PR #1880, opened 2025-09-02
[1415] Adjustments & Bug fixes for the synchronization process

Struchid:
### Context:

Some additional changes had to be made to the implementation of the synchronization process:

1. Added API fields:
   - `service` & `series`: Deprecated but still used attributes, that need to be sent via the API to not break any existing logic.
   
   - `parent_id`: Defines relationships and dependencies of resources (Dataset model).

2. Added logic for `parent_id` setting, if the value is not sent — the object is set to root and has no children.
3. Found a bug:
   - When an object is initially saved via the `Dataset.add_root(instance=instance)`, the translations are not set, following that, ElasticSearch does not index the object and it is not displayed in the list of organizations. To solve that, we explicitly add translations & save the instance.

### Notes:
- Can be reviewed, tests will be added ASAP (in the same PR).

### Dependencies:
- https://github.com/atviriduomenys/spinta/pull/1450

### DIFF
--- a/vitrina/uapi/views/views.py
+++ b/vitrina/uapi/views/views.py
@@ -120,8 +120,26 @@ class DatasetViewSet(UAPIExceptionHandlerMixin, viewsets.ModelViewSet):
                 "access_rights": Dataset.NON_PUBLIC,
                 "organization_id": organization.id,
             }
+
+            title = dataset_data.get("title", None)
+            description = dataset_data.get("description", None)
+            parent_id = dataset_data.pop("parent_id", None)
+
             instance = Dataset(**dataset_data)
-            Dataset.add_root(instance=instance)
+
+            if parent_id:
+                parent = Dataset.objects.filter(id=parent_id).first()
+                parent.add_child(instance=instance)
+            else:
+                Dataset.add_root(instance=instance)
+
+            language = getattr(request, "LANGUAGE_CODE", "lt")
+            instance.set_current_language(language)
+            if title is not None:
+                instance.title = title
+            if description is not None:
+                instance.description = description
+            instance.save()
 
         Metadata.objects.create(
             uuid=str(uuid.uuid4()),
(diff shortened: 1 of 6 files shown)


vitrina/uapi/views/views.py
```diff
@@ -120,17 +120,35 @@ def create(self, request: Request, *args: Any, **kwargs: Any) -> Response:
...
+
+            title = dataset_data.get("title", None)
+            description = dataset_data.get("description", None)
+            parent_id = dataset_data.pop("parent_id", None)
+
             instance = Dataset(**dataset_data)
-            Dataset.add_root(instance=instance)
+
+            if parent_id:
+                parent = Dataset.objects.filter(id=parent_id).first()
```
wisecrow: What if such Dataset record is missing? Maybe we should rise 404 error ?

wisecrow (approved):

vitrina/uapi/views/views.py
Struchid: Good catch, rewrote it in a bit of a different way:
- [5d0bc14](https://github.com/atviriduomenys/katalogas/pull/1880/commits/5d0bc143b9256abbb573e44f6c6559ff6a9d6afe)

Thanks!

vitrina/uapi/views/views.py
```diff
@@ -120,17 +120,35 @@ def create(self, request: Request, *args: Any, **kwargs: Any) -> Response:
...
+                parent.add_child(instance=instance)
+            else:
+                Dataset.add_root(instance=instance)
+
+            language = getattr(request, "LANGUAGE_CODE", "lt")
+            instance.set_current_language(language)
+            if title is not None:
+                instance.title = title
+            if description is not None:
+                instance.description = description
```
varzgalys: Optional:

```suggestion
            instance.title = title or instance.title
            instance.description = description or instance.description
```

varzgalys (approved):

vitrina/uapi/views/views.py
Struchid: Fixed via: [b3eb080](https://github.com/atviriduomenys/katalogas/pull/1880/commits/b3eb080e88d97aee5c280246d6d7ef55d7e623c8)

▸ **Problem**: Every entry must be printed again, exactly as it reads.

▸ **Result of the task**:
PR #1880, opened 2025-09-02
[1415] Adjustments & Bug fixes for the synchronization process

Struchid:
### Context:

Some additional changes had to be made to the implementation of the synchronization process:

1. Added API fields:
   - `service` & `series`: Deprecated but still used attributes, that need to be sent via the API to not break any existing logic.
   
   - `parent_id`: Defines relationships and dependencies of resources (Dataset model).

2. Added logic for `parent_id` setting, if the value is not sent — the object is set to root and has no children.
3. Found a bug:
   - When an object is initially saved via the `Dataset.add_root(instance=instance)`, the translations are not set, following that, ElasticSearch does not index the object and it is not displayed in the list of organizations. To solve that, we explicitly add translations & save the instance.

### Notes:
- Can be reviewed, tests will be added ASAP (in the same PR).

### Dependencies:
- https://github.com/atviriduomenys/spinta/pull/1450

### DIFF
--- a/vitrina/uapi/views/views.py
+++ b/vitrina/uapi/views/views.py
@@ -120,8 +120,26 @@ class DatasetViewSet(UAPIExceptionHandlerMixin, viewsets.ModelViewSet):
                 "access_rights": Dataset.NON_PUBLIC,
                 "organization_id": organization.id,
             }
+
+            title = dataset_data.get("title", None)
+            description = dataset_data.get("description", None)
+            parent_id = dataset_data.pop("parent_id", None)
+
             instance = Dataset(**dataset_data)
-            Dataset.add_root(instance=instance)
+
+            if parent_id:
+                parent = Dataset.objects.filter(id=parent_id).first()
+                parent.add_child(instance=instance)
+            else:
+                Dataset.add_root(instance=instance)
+
+            language = getattr(request, "LANGUAGE_CODE", "lt")
+            instance.set_current_language(language)
+            if title is not None:
+                instance.title = title
+            if description is not None:
+                instance.description = description
+            instance.save()
 
         Metadata.objects.create(
             uuid=str(uuid.uuid4()),
(diff shortened: 1 of 6 files shown)


vitrina/uapi/views/views.py
```diff
@@ -120,17 +120,35 @@ def create(self, request: Request, *args: Any, **kwargs: Any) -> Response:
...
+
+            title = dataset_data.get("title", None)
+            description = dataset_data.get("description", None)
+            parent_id = dataset_data.pop("parent_id", None)
+
             instance = Dataset(**dataset_data)
-            Dataset.add_root(instance=instance)
+
+            if parent_id:
+                parent = Dataset.objects.filter(id=parent_id).first()
```
wisecrow: What if such Dataset record is missing? Maybe we should rise 404 error ?

wisecrow (approved):

vitrina/uapi/views/views.py
Struchid: Good catch, rewrote it in a bit of a different way:
- [5d0bc14](https://github.com/atviriduomenys/katalogas/pull/1880/commits/5d0bc143b9256abbb573e44f6c6559ff6a9d6afe)

Thanks!

vitrina/uapi/views/views.py
```diff
@@ -120,17 +120,35 @@ def create(self, request: Request, *args: Any, **kwargs: Any) -> Response:
...
+                parent.add_child(instance=instance)
+            else:
+                Dataset.add_root(instance=instance)
+
+            language = getattr(request, "LANGUAGE_CODE", "lt")
+            instance.set_current_language(language)
+            if title is not None:
+                instance.title = title
+            if description is not None:
+                instance.description = description
```
varzgalys: Optional:

```suggestion
            instance.title = title or instance.title
            instance.description = description or instance.description
```

varzgalys (approved):

vitrina/uapi/views/views.py
Struchid: Fixed via: [b3eb080](https://github.com/atviriduomenys/katalogas/pull/1880/commits/b3eb080e88d97aee5c280246d6d7ef55d7e623c8)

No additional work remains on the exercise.